REQUIRED WORK ::
Each entry here needs to be given again exactly.

GIVEN DATA ::
PR #23, opened 2015-03-20
V2.7.9 imu calibration fix

brentpicasso:
This fixes a number of things for IMU. This will feed into the 2.7.9 release.  Bench tested on MK1 and MK2.

1) calibration was broken when the channels were re-mapped (for alternate install orientation)

2) restored the natural orientations the IMU outputted (for some reason we tried to change it around a long time ago. I forgot why. Probably trying to be too clever. So, we'll let the IMU output what it thinks is positive and negative G's and Gyros, and say that's industry standard, dammit)

3) Everytime we wrote IMU configuration, it called imu_init, which created a new IMU task. Not good.  Created a imu_soft_init function to bypass this boot-up init.


src/imu/imu.c
```diff
@@ -29,19 +29,6 @@ float imu_read_value(unsigned char imuChannel, ImuConfig *ac){
...
-		case IMU_CHANNEL_YAW:
-		case IMU_CHANNEL_PITCH:
-		case IMU_CHANNEL_ROLL:
-			scaledValue = -scaledValue;
-			break;
-		default:
-			break;
-	}
-
 	//now invert based on configuration
```
brentpicasso: I forget why I thought we needed to do this. I must've been drunk. killing it.

src/logger/loggerApi.c
```diff
@@ -591,7 +591,7 @@ static void getImuConfigs(size_t channelId, void ** baseCfg, ChannelConfig ** ch
 }
 
 int api_setImuConfig(Serial *serial, const jsmntok_t *json){
-	int res = setMultiChannelConfigGeneric(serial, json, getImuConfigs, setImuExtendedField, imu_init);
+	int res = setMultiChannelConfigGeneric(serial, json, getImuConfigs, setImuExtendedField, imu_soft_init);
 	return res;
```
brentpicasso: call soft init so we don't create a new IMU task every time we write new IMU config. >.>

src/imu/imu.c
```diff
@@ -71,17 +58,24 @@ void imu_calibrate_zero(){
 		int zeroValue = g_imu_filter[physicalChannel].current_value;
 		//adjust for gravity
 		float countsPerUnit = imu_device_counts_per_unit(physicalChannel);
-		if (c->physicalChannel == IMU_CHANNEL_Z) zeroValue-= (countsPerUnit * (c->mode != MODE_IMU_INVERTED ? 1 : -1));
+		if (i == IMU_CHANNEL_Z) zeroValue -= (countsPerUnit * (c->mode != MODE_IMU_INVERTED ? 1 : -1));
 		c->zeroValue = zeroValue;
```
brentpicasso: adjust for gravity on the actual mapped channel.

src/imu/imu.c
```diff
@@ -71,17 +58,24 @@ void imu_calibrate_zero(){
 		int zeroValue = g_imu_filter[physicalChannel].current_value;
 		//adjust for gravity
 		float countsPerUnit = imu_device_counts_per_unit(physicalChannel);
-		if (c->physicalChannel == IMU_CHANNEL_Z) zeroValue-= (countsPerUnit * (c->mode != MODE_IMU_INVERTED ? 1 : -1));
+		if (i == IMU_CHANNEL_Z) zeroValue -= (countsPerUnit * (c->mode != MODE_IMU_INVERTED ? 1 : -1));
```
Jeff-Ciesielski: This statement is entirely too tricky.

src/imu/imu.c
```diff
@@ -71,17 +58,24 @@ void imu_calibrate_zero(){
...
 		c->zeroValue = zeroValue;
 	}
 }
 
 int imu_init(LoggerConfig *loggerConfig){
 	imu_device_init();
-	init_filters(loggerConfig);
+    init_filters(loggerConfig);
 	return 1;
```
Jeff-Ciesielski: Broken indentation

src/imu/imu.c
```diff
@@ -71,17 +58,24 @@ void imu_calibrate_zero(){
...
 }
 
+int imu_soft_init(LoggerConfig *loggerConfig){
+    init_filters(loggerConfig);
+    return 1;
+}
```
Jeff-Ciesielski: Any reason we are returning a value here?

src/imu/imu.c
brentpicasso: I think we can put the true part of the if statement it it's own block, per our convention.

But, are ternary operators in general "too tricky"?

src/imu/imu.c
brentpicasso: want to run everything through a code formatter after this is done.

src/imu/imu.c
brentpicasso: It's a standard convention for HAL / device init methods, even if it always succeeds.

src/imu/imu.c
Jeff-Ciesielski: Case dependant methinks.  I really dislike them as a matter of preference (Kernel standard states "Don't put multiple statements on a single line unless you have something to hide"), but as with most things in C, they have their place if used sparingly.

src/imu/imu.c
Jeff-Ciesielski: I see now why you are doing this.  Looks icky out of context, but this function is effectively adhering to an interface.

src/imu/imu.c
```diff
@@ -64,24 +51,35 @@ static void imu_flush_filter(size_t physicalChannel){
...
 		size_t physicalChannel = c->physicalChannel;
 		imu_flush_filter(physicalChannel);
 		int zeroValue = g_imu_filter[physicalChannel].current_value;
-		//adjust for gravity
 		float countsPerUnit = imu_device_counts_per_unit(physicalChannel);
-		if (c->physicalChannel == IMU_CHANNEL_Z) zeroValue-= (countsPerUnit * (c->mode != MODE_IMU_INVERTED ? 1 : -1));
+		if (logicalChannel == IMU_CHANNEL_Z){ //adjust for gravity
+		    if (c->mode == MODE_IMU_INVERTED){
+		        countsPerUnit = -countsPerUnit;
+		    }
```
brentpicasso: Ok, made less tricky.

src/imu/imu.c
brentpicasso: pushed an update to make less tricky.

PROBLEM SOLUTION ::
PR #23, opened 2015-03-20
V2.7.9 imu calibration fix

brentpicasso:
This fixes a number of things for IMU. This will feed into the 2.7.9 release.  Bench tested on MK1 and MK2.

1) calibration was broken when the channels were re-mapped (for alternate install orientation)

2) restored the natural orientations the IMU outputted (for some reason we tried to change it around a long time ago. I forgot why. Probably trying to be too clever. So, we'll let the IMU output what it thinks is positive and negative G's and Gyros, and say that's industry standard, dammit)

3) Everytime we wrote IMU configuration, it called imu_init, which created a new IMU task. Not good.  Created a imu_soft_init function to bypass this boot-up init.


src/imu/imu.c
```diff
@@ -29,19 +29,6 @@ float imu_read_value(unsigned char imuChannel, ImuConfig *ac){
...
-		case IMU_CHANNEL_YAW:
-		case IMU_CHANNEL_PITCH:
-		case IMU_CHANNEL_ROLL:
-			scaledValue = -scaledValue;
-			break;
-		default:
-			break;
-	}
-
 	//now invert based on configuration
```
brentpicasso: I forget why I thought we needed to do this. I must've been drunk. killing it.

src/logger/loggerApi.c
```diff
@@ -591,7 +591,7 @@ static void getImuConfigs(size_t channelId, void ** baseCfg, ChannelConfig ** ch
 }
 
 int api_setImuConfig(Serial *serial, const jsmntok_t *json){
-	int res = setMultiChannelConfigGeneric(serial, json, getImuConfigs, setImuExtendedField, imu_init);
+	int res = setMultiChannelConfigGeneric(serial, json, getImuConfigs, setImuExtendedField, imu_soft_init);
 	return res;
```
brentpicasso: call soft init so we don't create a new IMU task every time we write new IMU config. >.>

src/imu/imu.c
```diff
@@ -71,17 +58,24 @@ void imu_calibrate_zero(){
 		int zeroValue = g_imu_filter[physicalChannel].current_value;
 		//adjust for gravity
 		float countsPerUnit = imu_device_counts_per_unit(physicalChannel);
-		if (c->physicalChannel == IMU_CHANNEL_Z) zeroValue-= (countsPerUnit * (c->mode != MODE_IMU_INVERTED ? 1 : -1));
+		if (i == IMU_CHANNEL_Z) zeroValue -= (countsPerUnit * (c->mode != MODE_IMU_INVERTED ? 1 : -1));
 		c->zeroValue = zeroValue;
```
brentpicasso: adjust for gravity on the actual mapped channel.

src/imu/imu.c
```diff
@@ -71,17 +58,24 @@ void imu_calibrate_zero(){
 		int zeroValue = g_imu_filter[physicalChannel].current_value;
 		//adjust for gravity
 		float countsPerUnit = imu_device_counts_per_unit(physicalChannel);
-		if (c->physicalChannel == IMU_CHANNEL_Z) zeroValue-= (countsPerUnit * (c->mode != MODE_IMU_INVERTED ? 1 : -1));
+		if (i == IMU_CHANNEL_Z) zeroValue -= (countsPerUnit * (c->mode != MODE_IMU_INVERTED ? 1 : -1));
```
Jeff-Ciesielski: This statement is entirely too tricky.

src/imu/imu.c
```diff
@@ -71,17 +58,24 @@ void imu_calibrate_zero(){
...
 		c->zeroValue = zeroValue;
 	}
 }
 
 int imu_init(LoggerConfig *loggerConfig){
 	imu_device_init();
-	init_filters(loggerConfig);
+    init_filters(loggerConfig);
 	return 1;
```
Jeff-Ciesielski: Broken indentation

src/imu/imu.c
```diff
@@ -71,17 +58,24 @@ void imu_calibrate_zero(){
...
 }
 
+int imu_soft_init(LoggerConfig *loggerConfig){
+    init_filters(loggerConfig);
+    return 1;
+}
```
Jeff-Ciesielski: Any reason we are returning a value here?

src/imu/imu.c
brentpicasso: I think we can put the true part of the if statement it it's own block, per our convention.

But, are ternary operators in general "too tricky"?

src/imu/imu.c
brentpicasso: want to run everything through a code formatter after this is done.

src/imu/imu.c
brentpicasso: It's a standard convention for HAL / device init methods, even if it always succeeds.

src/imu/imu.c
Jeff-Ciesielski: Case dependant methinks.  I really dislike them as a matter of preference (Kernel standard states "Don't put multiple statements on a single line unless you have something to hide"), but as with most things in C, they have their place if used sparingly.

src/imu/imu.c
Jeff-Ciesielski: I see now why you are doing this.  Looks icky out of context, but this function is effectively adhering to an interface.

src/imu/imu.c
```diff
@@ -64,24 +51,35 @@ static void imu_flush_filter(size_t physicalChannel){
...
 		size_t physicalChannel = c->physicalChannel;
 		imu_flush_filter(physicalChannel);
 		int zeroValue = g_imu_filter[physicalChannel].current_value;
-		//adjust for gravity
 		float countsPerUnit = imu_device_counts_per_unit(physicalChannel);
-		if (c->physicalChannel == IMU_CHANNEL_Z) zeroValue-= (countsPerUnit * (c->mode != MODE_IMU_INVERTED ? 1 : -1));
+		if (logicalChannel == IMU_CHANNEL_Z){ //adjust for gravity
+		    if (c->mode == MODE_IMU_INVERTED){
+		        countsPerUnit = -countsPerUnit;
+		    }
```
brentpicasso: Ok, made less tricky.

src/imu/imu.c
brentpicasso: pushed an update to make less tricky.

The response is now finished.